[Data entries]

PR #317, opened 2021-12-21
fix: proper use of type from ui builder backend

kpranoto-aws:
*Description of changes:*
JS types specified in the type prop is in lowercase, and all of the values pulled from the backend are string literals. Updating the function to take those into account

### DIFF
--- a/packages/codegen-ui-react/lib/react-component-render-helper.ts
+++ b/packages/codegen-ui-react/lib/react-component-render-helper.ts
@@ -145,34 +145,41 @@ export function buildFixedJsxExpression(prop: FixedStudioComponentProperty): Str
     case 'boolean':
       return factory.createJsxExpression(undefined, value ? factory.createTrue() : factory.createFalse());
     case 'string':
-      switch (type) {
-        case undefined:
-          return factory.createStringLiteral(value as string);
-        case 'String':
-          return factory.createStringLiteral(value as string);
-        case 'Object':
-        case 'Number':
-        case 'Boolean':
-          try {
-            const parsedValue = JSON.parse(value as string);
-
-            if (typeof parsedValue === 'number') {
-              return factory.createJsxExpression(undefined, factory.createNumericLiteral(parsedValue, undefined));
-            }
-            if (typeof parsedValue === 'boolean') {
-              return factory.createJsxExpression(undefined, parsedValue ? factory.createTrue() : factory.createFalse());
-            }
-            // object, array, and null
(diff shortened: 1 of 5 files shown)


yeung-wah:
lgtm, but lets also get a review from @alharris-at/@dpilch on this pr as I am not too familiar with this section of the code

yeung-wah:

__Exercise goal__
Transcribe each entry verbatim, leaving none out.

__Solution to the exercise__
PR #317, opened 2021-12-21
fix: proper use of type from ui builder backend

kpranoto-aws:
*Description of changes:*
JS types specified in the type prop is in lowercase, and all of the values pulled from the backend are string literals. Updating the function to take those into account

### DIFF
--- a/packages/codegen-ui-react/lib/react-component-render-helper.ts
+++ b/packages/codegen-ui-react/lib/react-component-render-helper.ts
@@ -145,34 +145,41 @@ export function buildFixedJsxExpression(prop: FixedStudioComponentProperty): Str
     case 'boolean':
       return factory.createJsxExpression(undefined, value ? factory.createTrue() : factory.createFalse());
     case 'string':
-      switch (type) {
-        case undefined:
-          return factory.createStringLiteral(value as string);
-        case 'String':
-          return factory.createStringLiteral(value as string);
-        case 'Object':
-        case 'Number':
-        case 'Boolean':
-          try {
-            const parsedValue = JSON.parse(value as string);
-
-            if (typeof parsedValue === 'number') {
-              return factory.createJsxExpression(undefined, factory.createNumericLiteral(parsedValue, undefined));
-            }
-            if (typeof parsedValue === 'boolean') {
-              return factory.createJsxExpression(undefined, parsedValue ? factory.createTrue() : factory.createFalse());
-            }
-            // object, array, and null
(diff shortened: 1 of 5 files shown)


yeung-wah:
lgtm, but lets also get a review from @alharris-at/@dpilch on this pr as I am not too familiar with this section of the code

yeung-wah:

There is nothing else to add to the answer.